Safety Notes. Azides are thermally and photochemically labile and some organic azides can rapidly decompose with heat to release large amounts of nitrogen. In addition, some other azides present impact sensitivity being often potentially explosive, especially low-molecular-weight azides [24,25]. CAUTION! Although we did not have any incidents in handling them, it is known that organic azides and azide-rich compounds can be HIGHLY explosive. Decomposition of organic azides can be also catalyzed by certain transition metal species and by strong acids or during concentration under reduced pressure [26]. Along with the appropriate personal protective gear, procedures should be carried out in a well-ventilated hood behind a safety shield. All workers should be thoroughly trained in the use of azides before undertaking experiments.
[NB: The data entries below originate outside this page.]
PR #1044, opened 2018-06-18
OGM-1499 Update integration tests to use WildFly 13.0.0.Final

fax4ever:
https://hibernate.atlassian.net/browse/OGM-1499

Unfortunately 5.2 Hibernate Search slot version is already taken in WildFly 13.0.0.Final, provisioned with Hibernate Search 5.10.1.Final, requiring Hibernate ORM 5.3.1.Final.
But the actual version of Hibernate OGM requires ORM 5.3.0.Final.

### DIFF
--- a/bom/pom.xml
+++ b/bom/pom.xml
@@ -46,7 +46,7 @@
             See http://search.maven.org/#search|gav|1|g%3A"org.wildfly"%20AND%20a%3A"wildfly-parent"
         -->
 
-        <version.wildfly>12.0.0.Final</version.wildfly>
+        <version.wildfly>13.0.0.Final</version.wildfly>
         <version.org.hibernate.commons.annotations>5.0.3.Final</version.org.hibernate.commons.annotations>
         <version.org.jboss.logging.jboss-logging>3.3.2.Final</version.org.jboss.logging.jboss-logging>
         <version.org.jboss.logging.jboss-logging-tools>2.1.0.Final</version.org.jboss.logging.jboss-logging-tools>
--- a/documentation/manual/src/main/asciidoc/modules/configuration.asciidoc
+++ b/documentation/manual/src/main/asciidoc/modules/configuration.asciidoc
@@ -574,36 +574,15 @@ link:$$https://repository.jboss.org/nexus/index.html#nexus-search;gav~org.hibern
 
 WildFly will by default attempt to guess which Persistence Provider you need by having a look at the `provider` section of the `persistence.xml`.
 
-==== Enable support for JEE 8
+==== Enable support for EE 8
 
-Hibernate OGM {hibernate-ogm-version} requires **CDI 2.0** and **JPA 2.2**, that belong to **JEE8** specification.
-WildFly 12 has limited support for Java EE8.
+Hibernate OGM {hibernate-ogm-version} requires **CDI 2.0** and **JPA 2.2**, that belong to **EE 8** specification.
+WildFly 13 has support for JavaEE 8.
 
-To enable required CDI version we need to start the server with __ee8.preview.mode__ Java system property set to **true** :
+But in order to enable required CDI and JPA versions we need to start the server with __ee8.preview.mode__ Java system property set to **true** :
 
 ----
 -Dee8.preview.mode=true
-----
-
-To enable required JPA version we need to apply __hibernate-jpa-api-2.2-wildflymodules__ patch to the server.
-Download the patch from here:
-
- * http://central.maven.org/maven2/org/hibernate/javax/persistence/hibernate-jpa-api-2.2-wildflymodules/1.0.0.Beta2/hibernate-jpa-api-2.2-wildflymodules-1.0.0.Beta2-wildfly-12.0.0.Final-patch.zip
-
-Or using these maven coordinates:
-[source, XML]
-[subs="verbatim,attributes"]
-----
-<groupId>org.hibernate.javax.persistence</groupId>
-<artifactId>hibernate-jpa-api-2.2-wildflymodules</artifactId>
-<classifier>wildfly-{wildfly-version}-patch</classifier>
-<version>1.0.0.Beta2</version>
-<type>zip</type>
-----
-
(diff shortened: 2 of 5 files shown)


documentation/manual/src/main/asciidoc/modules/configuration.asciidoc
```diff
@@ -577,35 +577,14 @@ WildFly will by default attempt to guess which Persistence Provider you need by
 ==== Enable support for JEE 8
 
 Hibernate OGM {hibernate-ogm-version} requires **CDI 2.0** and **JPA 2.2**, that belong to **JEE8** specification.
-WildFly 12 has limited support for Java EE8.
+WildFly 13 has support for Java EE8. But in order to enable a JEE8 profile, we need to set a system property.
```
gsmet: This is not an improvement. The support is still limited AFAIK, at least, WF 13 is not certified so I don't think we can say if supports EE 8.

By the way I think it's written "EE 8".

The second sentence is redundant with the sentence below so I don't think you should add it.

documentation/manual/src/main/asciidoc/modules/configuration.asciidoc
```diff
@@ -577,35 +577,14 @@ WildFly will by default attempt to guess which Persistence Provider you need by
 ==== Enable support for JEE 8
 
 Hibernate OGM {hibernate-ogm-version} requires **CDI 2.0** and **JPA 2.2**, that belong to **JEE8** specification.
```
gsmet: to the **EE 8** specification

I don't think JEE should be used nowadays.

pom.xml
```diff
@@ -70,16 +70,15 @@
...
-
         <!-- Module slots -->
 
         <module-slot.org.hibernate.ogm.short-id>${parsed-version.majorVersion}.${parsed-version.minorVersion}</module-slot.org.hibernate.ogm.short-id>
         <module-slot.org.hibernate.ogm.jipijapa.full-id>${project.version}</module-slot.org.hibernate.ogm.jipijapa.full-id>
-        <module-slot.org.hibernate.search.short-id>${parsed-version.org.hibernate.search.majorVersion}.${parsed-version.org.hibernate.search.minorVersion}</module-slot.org.hibernate.search.short-id>
+
+        <!-- Temporary use of full version *5.10.0.Final* as module slot for Hibernate Search -->
+        <!-- Because *5.1* slot is reserved to *5.10.1.Final* in Wildfly 13.0.0.Final -->
+        <module-slot.org.hibernate.search.short-id>${version.org.hibernate.search}</module-slot.org.hibernate.search.short-id>
```
gsmet: I think, you mean "5.10", not "5.1".

By the way, is there a reason why you can't simply use the 5.10.1 version from WF? Or did we decide to override it anyway?

Wildfly should be written WildFly (with a capital F)

bom/pom.xml
```diff
@@ -717,16 +717,6 @@
...
-                    <execution>
-                        <id>parse-search-version</id>
-                        <goals>
-                            <goal>parse-version</goal>
-                        </goals>
-                        <configuration>
-                            <propertyPrefix>parsed-version.org.hibernate.search</propertyPrefix>
-                            <versionString>${version.org.hibernate.search}</versionString>
-                        </configuration>
-                    </execution>
```
gsmet: Please don't remove this. Especially since you state that your change is temporary.

documentation/manual/src/main/asciidoc/modules/configuration.asciidoc
fax4ever: Reading the release page: http://wildfly.org/news/2018/05/30/WildFly13-Final-Released/ I'm thinking that maybe we can remove the **limited** world. But as you prefer, is not critical in my opinion. Ok s/EE8/EE 8. Moreover I agree the latter sentence is redundant.

pom.xml
fax4ever: Thank you, yes of course it was 5.10. Good question! Unfortunately we cant use 5.10.1 because the **slot name** is defined by the feature pack project: org.hibernate:hibernate-search-jbossmodules-orm and the wildfly-server-provisioning-maven-plugin can't change the slot name. There is a debate on capability to change or define the final module instead at provisioning time.

bom/pom.xml
fax4ever: I'm going to put it pack.

documentation/manual/src/main/asciidoc/modules/configuration.asciidoc
gsmet: Yeah OK about `limited`.

pom.xml
gsmet: If we decide that we want to override the WF version even if we use the same major.minor, I think we should simply move this to be a `full-id` and always use the full version.

fax4ever:
@gsmet thank you!

pom.xml
fax4ever: I would prefer to use use the *full-id* as a temporary solution. But as you prefer. Using short slot it is in general more easier to the user.

gsmet: Well, is the user supposed to do something with it? I don't know what exactly @Sanne had in mind with the feature packs.

For the user, the easier would be that we just use the version of WF but I'm not sure it's something sustainable (considering it will happen to be in line sometimes but mostly not). The issue here is that, when the versions are aligned, we end up doing some weird gymnastic which is not very desirable either.

@Sanne any idea on how we want to do things here?

Sanne: We decided to use slot names in the format of major.minor when it comes to "depending on another project" as SPIs should be stable enough, so to make it easy for people to drop-in a micro fix without having to change other project modules.

Dependencies across modules of the same project can use the full version. For example hibernate-search-orm would depend on hibernate-search-engine using the full version.

Incidentally, that's why we release aliased modules in feature packs as well.

DavideD:
Merged https://github.com/hibernate/hibernate-ogm/pull/1044

Thanks!

fax4ever:
Thanks!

H₂SO₄ (0.4 mL, 0.732 g, 7.47 mmol) was added dropwise to a suspension of NaN₃ (0.455 g, 7 mmol) in toluene (7 mL) at room temperature over a 10 min period. The mixture was stirred at room temperature for 15 min. A solution of (2-chlorophenyl)-bis-(4-fluoro-phenyl)-methanol (0.365 g, 1.0 mmol) in toluene (7 mL) was added dropwise at 0° to pH = 10. The product was extracted with AcOEt (3× 15 mL), the organic layers were joined and dried over Na₂SO₄, the solvent was removed under reduced pressure and the product was purified by column chromatography (SiO₂, hexane/AcOEt 95:5) affording [(2-Chlorophenyl)-(4-fluorophenyl)methylene]-(4-fluorophenyl)amine 3 as a white solid (0.308 g, 87 %), m.p. 115 °C. ¹H NMR (300 MHz, CDCl₃) δ 7.76–7.66 (m, 2H), 7.34 (t,d, 1H), 7.29–7.15 (m, 2H), 7.13–6.98 (m, 3H), 6.87–6.69 (m, 4H); ¹³C NMR (75 MHz, CDCl₃) δ 165.70, 165.13, 163.69, 160.50–158.57, 146.36, 135.48, 134.09, 132.34, 130.71, 130.64, 130.16, 130.11, 129.64, 126.71, 121.71, 121.65, 115.64, 115.46, 115.28, 115.11; ¹⁹F NMR (282.4 MHz, CDCl₃) δ-108.79, −119.75; IR (ATR, cm⁻¹): 2926, 1732, 1672, 1597, 1504, 1229; MS [EI+] m/z (%): 329 [M + 2]⁺, (20), 327 [M]⁺, (60), 234, 232 [M-C₆H₄F]⁺ (30), 216 [M-C₆H₄Cl]⁺ (100); Anal. Calcd. for C₁₉H₁₂ClF₂N (%): C, 69.63; H, 3.69; N, 4.17; found: C, 69.59; H, 3.78; N, 4.28.

4. Conclusions

The title compound was obtained from a halogenated triphenylmethyl alcohol and sodium azide via the Schmidt reaction approach, which promises widespread applications in the synthesis of imines.